El limpiador es un hombre terriblemente desagradable. Insolente, maleducado, irrespetuoso, se aprovecha de que cuando recurrimos a él es porque no tenemos alternativa. Normalmente yo no trato con gente de esta calaña, pero en esta ocasión el objetivo a limpiar requiere que sea yo mismo el que organice la operación de limpieza.
Y él lo sabe.
Se aprovecha de estos momentos en los que tiene el control de la situación y se regodea haciéndome sufrir. No se ha limpiado los pies al entrar en mi despacho, no me ha dado la mano, no ha dicho un simple "buenos días", no ha esperado a que le indique el sillón donde puede sentarse y, sobre todo, no ha tenido la deferencia de esperar a que le ofreciera una copa, sirviéndose directamente una buena cantidad en un vaso con hielo.

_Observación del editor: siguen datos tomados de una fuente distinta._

PR #147, opened 2019-04-29
Add a feature switch and permissions check for editing

irisfaraway:

Right now we only want to enable editing in the back office. So we need a switch to enable or disable the feature. Host apps can set this in the engine initialiser.

This PR also introduces a permissions check for editing. This is set to always pass by default in the engine but is intended to be overwritten in the host apps when needed.

---

For an example of these host app changes, see https://github.com/DEFRA/waste-exemptions-back-office-ta/pull/153


app/controllers/waste_exemptions_engine/forms_controller.rb
```diff
@@ -112,6 +112,18 @@ def form_matches_state?
       controller_name == "#{@transient_registration.workflow_state}s"
     end
 
+    def edit_checks_pass?
+      return true unless @transient_registration.is_a?(EditRegistration)
+      return true if edit_enabled? && current_user_can_edit?
+
+      redirect_to "/errors/404", status: 404
```
cintamani:
```suggestion
      redirect_to errors_path(id: 404), status: 404
```

app/controllers/concerns/waste_exemptions_engine/permission_checks.rb
```diff
@@ -0,0 +1,12 @@
+# frozen_string_literal: true
+
+# This concern is responsible for performing permissions checks. It's intended
+# to be included overriden in host applications which have their own specific
+# permissions and roles.
+module WasteExemptionsEngine
+  module PermissionChecks
+    def current_user_can_edit?
+      true
```
cintamani: In these cases I used to: 
```
raise(NotImplementedError) 
```

app/controllers/waste_exemptions_engine/forms_controller.rb
cintamani:
```suggestion
      redirect_to errors_path(id: 404), status: 404
```

app/controllers/concerns/waste_exemptions_engine/permission_checks.rb
irisfaraway: I've done this in the past but was thinking that it was better to leave `true` in as a default - do you think it's better to force host apps to implement their own version of the method? I was thinking it'd be harder to test and manage, but also I can see the benefits of forcing apps to define all their own permissions, although the front-office doesn't really have any concept of them yet...

cintamani: I am concerned about the fact that we might give unauthorised people the ability to change exemptions mostly. What if we raise the exception only in the environments that have the feature turned on then?

irisfaraway:
Oops, path change has broken the test – will fix and then re-request a review!

app/controllers/concerns/waste_exemptions_engine/permission_checks.rb
irisfaraway: Editing is currently disabled in the front office so it doesn't feel like a pressing issue – however if we raise a `NotImplementedError` here it will also make our tests more complicated as the dummy app will have to have its own EditHelper config, or we'll have to do a lot more stubbing in the tests themselves. So it feels like more pain than benefit for me at the moment.

PR #148, opened 2019-04-30
Raise error in completion service

Cruikshanks:
https://eaflood.atlassian.net/browse/RUBY-221

In order to test RUBY-221 we need to raise an error in the completion service to ensure that the user sees an error page rather than the completion page.

DO NOT MERGE IN!


Cruikshanks:
Should never have raised the PR, just a force of habit!

PR #150, opened 2019-04-30
Update confirmation PDF to reflect the latest layout and design

cintamani:
https://eaflood.atlassian.net/browse/RUBY-223

Change the style and layout of confirmation PDF as per ticket's design direction.
Added gov.uk css style and used to style the document in line with the general website style.
The document is created dynamically and render information in an ad-hoc format depending on the nature
of the business and the site addresses types.
<details><summary>An example of document generated by this new code</summary>
<p>

Screenshot 2019-04-30 at 16 14 53
Screenshot 2019-04-30 at 16 15 00

</p>
</details>


spec/factories/address.rb
```diff
@@ -2,6 +2,7 @@
 
 FactoryBot.define do
   address_types = WasteExemptionsEngine::Address.address_types
+  modes = WasteExemptionsEngine::Address.modes
```
Cruikshanks: ❤️

spec/services/waste_exemptions_engine/confirmation_pdf_generator_service_spec.rb
```diff
@@ -4,18 +4,71 @@
...
+        expect(result).to include_pdf_content(registration.operator_name)
+        expect(result).to include_pdf_content(registration.contact_phone)
+        expect(result).to include_pdf_content(registration.contact_email)
+        expect(result).to include_pdf_content(registration.contact_first_name)
+        expect(result).to include_pdf_content(registration.contact_last_name)
+        expect(result).to include_pdf_content(registration.contact_position)
 
-        expect(result).to match_pdf_content(fixtures_file_path)
+        registration.addresses.each do |address|
+          if address.manual?
```
Cruikshanks: It's not a great name 😩 but if the address mode is `auto` then we know we're dealing with the site address in its grid reference and description configuration.

So I think it would be more accurate to say

```ruby
  if address.auto?
    expect(result).to include_pdf_content(address.description)
    expect(result).to include_pdf_content(address.grid_reference)
  else
    expect(result).to include_pdf_content(address.premises)
    expect(result).to include_pdf_content(address.street_address)
    expect(result).to include_pdf_content(address.locality)
    expect(result).to include_pdf_content(address.city)
    expect(result).to include_pdf_content(address.postcode)
  end
```

spec/support/pdf_matchers.rb
```diff
@@ -3,30 +3,41 @@
 require "rspec/expectations"
 require "pdf-reader"
 
-RSpec::Matchers.define :match_pdf_content do |fixtures_path_to_expected_pdf|
-  match do |actual|
-    expected = PDF::Reader.new(fixtures_path_to_expected_pdf)
-    @expected = expected.pages.map(&:text).join
-    @expected = @expected.delete("\n").delete(" ").delete("\t")
+module Helpers
```
Cruikshanks: Assuming this will all 💥 when the other PR gets merged in and this is rebased/master is merged in!

spec/services/waste_exemptions_engine/confirmation_pdf_generator_service_spec.rb
cintamani: Make sense! What if we create a `grid_reference` method in the `address` class which for now will just check that the address mode is `auto`? Will make it much clearer IMO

Ahora está sentado en uno de mis sillones, tomando uno de mis licores, ignorándome por completo, saboreando mi nerviosismo como si fuera el humo de uno de mis cigarros. Lo tolero y en cierto modo me divierto con esta situación, pero no me gusta que estos muertos de hambre se atrevan a provocarme.
-¿Qué hay que limpiar? -me dice cuando acaba de apurar la copa. Le muestro una fotografía que tengo en el teléfono y lanza un fino silbido al reconocer el objetivo-. Esto es muy serio. No esperen que las tarifas sean las habituales.
Estúpido. El dinero no es problema. O, por lo menos, no es problema en estas ocasiones ni para la gente que ha tomado esta decisión. ¿Quién se cree que puede ordenar hacer desaparecer al líder? ¿Un conserje, un encargado, un donnadie? Alguien con la capacidad de decidir acabar con la cabeza de todo un país nunca tiene problemas con las tarifas. Ayer, cuando me comunicaron la decisión de limpiar la presidencia, a nadie se le pasó por la cabeza pensar en las tarifas del limpiador. Es eficaz, sí, pero es estúpido.
Desecho su comentario con un tintineo de los hielos de mi vaso y me levanto esperando que se largue. No necesita saber más y no estoy para formalismos. No creo que necesite que le acompañe hasta la puerta.
Pero no se va.
Sigue degustando el licor, sentado cómodamente, aparentando que no ha visto mi gesto para que se largue de una vez de mi despacho. Frunce el ceño y finge pensar. Finalmente, cuando me resigno y vuelvo a sentarme ruidosamente, se digna a sonreírme y me hace la única pregunta que no debería hacer ningún limpiador:
-¿Por qué?
Es difícil que un limpiador, por muy bueno que sea -y éste es el mejor- me sorprenda, pero debo reconocer que lo ha conseguido. Son cuarenta años soportando gente como él, matones venidos a más, gentuza a la que no le importa mancharse las manos por unas migajas, lacayos, sicarios, basura, y nunca ninguno se había atrevido a hacerme semejante pregunta. Al fin y al cabo, las causas no influyen en su trabajo. Nadie se molesta en saber los motivos de la existencia de una cucaracha cuando la pisa, pero sí se preocupa de limpiarse bien la suela del zapato al acabar. Creía conocerlo, pero veo que me he equivocado.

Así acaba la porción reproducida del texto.